New UI: configuration page for I/Os (input/output) available.

New UI: non functional optical changes: max width set to 1920px, navigation changed to 'single column navigation'.

LTE450: update of cellular engine firmware is possible for MRcard LTE450.

icom Router Management: server certficate can be verfied using OCSP-stapling.

Auto-Update: server certficate can be verfied using OCSP-stapling.

IPsec: certificate revocation policy is now configurable for OCSP or CRL (cert. revocation list).

EST protocol: If the server certificate check fails, the CA certificates are retrieved without a server check and a new trustchain is created.

Modem State Machine: internal changes to the modem state machine fixes multiple support cases in relation with cellular connectivity.

Package loss: Packages with special sizes are sent reliably with certain SIM cards (e.g. mdex). Products affected: MRX3 LTE 1.1, MRX5 LTE 1.1, MRX2 LTES 1.0, MRcard PL 1.0

Connection stability: cellular connection remains stable also for packets with certain fragmentation. Products affected: MRX3 LTE 1.2, MRX5 LTE 1.2, MRX2 LTES 1.1, MRcard PL 1.1.

Known Issue: on ECR-LW300 1.1 with icom OS 7.8 when sending SMS through GSM, special characters are not working.

EST: The EST Protocol (Enrollment over Secure Transport) is now available use for secure Certificate Enrollment.

SCEP removed: the Simple Certificate Enrollment Protocol was removed in this version and is no longer available in icom OS. We suggest all users to use the now available EST protocol instead, which only has advantages.

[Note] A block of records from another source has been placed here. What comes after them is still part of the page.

PR #117, opened 2024-11-26
Address underreported VST after ad pre-roll

wasp898:
Issue: https://bitmovin.atlassian.net/browse/PW-21589

When a CSAI pre-roll is configured, the resulting VST of main content ends up being underreported because the player will only dispatch `AdBreakFinished` after main content has fully restored. The startup delay of main content is thus considered as an ad-related delay. 
Since we can't easily change the behavior of `AdBreakFinished` in the player, we will have to work around this via analytics reporting.

Based on how Conviva sessions are defined, our `AdFinished` event is closer to the ad break ended definition than `AdBreakFinished`. With this change, any further delay in playback will contribute to the main content metrics (instead of the ad ones) thus addressing the issue. However, an ad break may include multiple ads, in which case `AdFinished` may be followed by `AdStarted`. For this reason, we can't simply signal end of ad break immediately. Instead we introduce a delay in the signalling so that we can cancel the signalling in case `AdStarted` or `AdBreakFinished` are emitted. If the timer runs out, and we wrongly signal ad break ended, this might lead to some minor misreporting of metrics, but should be minimal overall, while the actual VST issue is still addressed.

A better detection of what to expect from future ads is tricky because APIs like `ads.list()` may not return anything, depending on how IMA is configured. So, designing a more complex workaround is unlikely to be worth it in our opinion.

### DIFF
--- a/CHANGELOG.md
+++ b/CHANGELOG.md
@@ -9,6 +9,7 @@ and this project adheres to [Semantic Versioning](http://semver.org/).
 
 ### Fixed
 - Ad-related delays not contributing to rebuffering metrics
+- Underreported VST after playing CSAI pre-rolls
 
 ## [5.4.0] - 2024-08-27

New UI: the configuration page for Serial-Ethernet-Gateway was added.

System status: a new system status value was introduced, containing the minimum required icom OS firmware version for each individual device. The version depends on the respective hardware variant and is available through CLI and REST and will follow soon in the User Interface. A firmware downdate below this version is not possible.

Port mirroring: the debugging functionality port mirroring is now supported for all interfaces, not only for LAN interfaces on the same switch. (*this debugging option is not yet available in the new user interface, but will follow soon).

IPsec: usage of keys using elliptic curves EC(DSA) was fixed.

Real Time Clock: restoring the system time from the RTC (real time clock) is working again for all MRX and SCR/ECR routers.

UI: cogwheel indicating firmware activiation was fixed - is now turning again.